Reed and Curie Halls receive LEED Gold certification
Radford University’s Reed and Curie Halls are the latest campus buildings to receive LEED (Leadership in Energy and Environmental Design) Gold certification, marking another achievement in the University's sustainability initiatives.
Reed and Curie are two buildings connected as one, and therefore were renovated and LEED certified as one building. LEED’s certification of the project makes the combined building the 11th Radford University building project to achieve gold status.

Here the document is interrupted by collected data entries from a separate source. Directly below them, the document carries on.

PR #51, opened 2023-08-26
Ismrmrd test data

### LINKED ISSUE #21: Create test data

ckolbPTB:
Might need some more test cases but hopefully a start.


ckolbPTB:
Currently the tests are not discovered by github actions. Should we change the github actions also to pytest?

tests/data/IsmrmrdRawData.py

“Earning a LEED Gold certification on the renovation of Reed and Curie Halls is an achievement that Radford University is proud of,” said Josh Nease, Radford University sustainability manager. “The accomplishment took the collective efforts of the University’s facilities and planning teams, the architects, engineers and contractors who persistently strive for gold.”
Reed and Curie Halls, home to the Artis College of Science and Technology, underwent significant joint renovations that were completed in January 2020. The remodeled structures complement the connecting Center for the Sciences and include 94,840 square feet of teaching and research facilities.
Reed and Curie feature the University’s Tree Ring Lab and the Geology Maker Lab, as well as the Unmanned Aerial Vehicle Center and Geohazards and Unmanned Systems Research Center and a renovated greenhouse with a variety of plants and a display from the Radford Amazonian Research Expedition (RARE).
Reed and Curie also house the Artis Cybersecurity Training and Education Lab — also known as the Artis Cyber Lab — an isolated computer network for cybersecurity research and online defense competitions, including the RUSecure Capture the Flag contest that attracts nearly 1,500 high school students each year.
The LEED rating system comprises a number of credit categories, including sustainable sites, water efficiency, energy and atmosphere, material and resources, indoor environment quality and innovation and design process.
LEED is a voluntary program that provides verification of green buildings by the U.S. Green Building Council. According to the USGBC, LEED-certified buildings lower operating costs, reduce harmful greenhouse gas emissions, reduce waste sent to landfills, are healthier for occupants and conserve energy and water.
In the Reed and Curie renovation, 93% of the existing structural elements were reused, and more than 16% of total building materials content were manufactured using recycled materials. More than 75% of the on-site generated construction waste was diverted from the landfill, and about 70% of the total wood-based building materials are Forest Stewardship Council certified.
All light fixtures in Reed and Curie Halls use LED lamps, achieving an energy-saving cost of about 22.5%.
Low-flow sinks, toilets and other fixtures are in use in Reed and Curie, reducing potable-water usage by 55%.
In addition, a green-cleaning program has been implemented in the buildings.
Reed and Curie Halls are the first Radford University buildings to be granted LEED certified status since Whitt Hall in November 2018. The Center for the Sciences was granted LEED Silver status in May 2018. Two months earlier, Bolling, Draper and Pocahontas were added to the list of Radford University residence halls that have received LEED Gold status. Those buildings joined Madison, Jefferson and Moffett halls on the gold list.
The College of Humanities and Behavioral Sciences Building achieved LEED Gold in 2017, and Kyle Hall, home of the Davis College of Business and Economics, did so in 2014. Moffett Hall was recognized in 2013. Madison and Jefferson were granted LEED Gold status following renovations completed in 2011.
Achieving LEED status for its campus buildings is an important component of Radford University’s long-standing focus and commitment to reaching carbon neutrality and promoting campus-wide sustainability.
In November 2020, Radford University President Brian O. Hemphill, Ph.D., signed the Carbon Commitment, an effort to reduce greenhouse gas emissions to net-zero by 2040 and to integrate sustainability and climate action into the University curriculum and culture.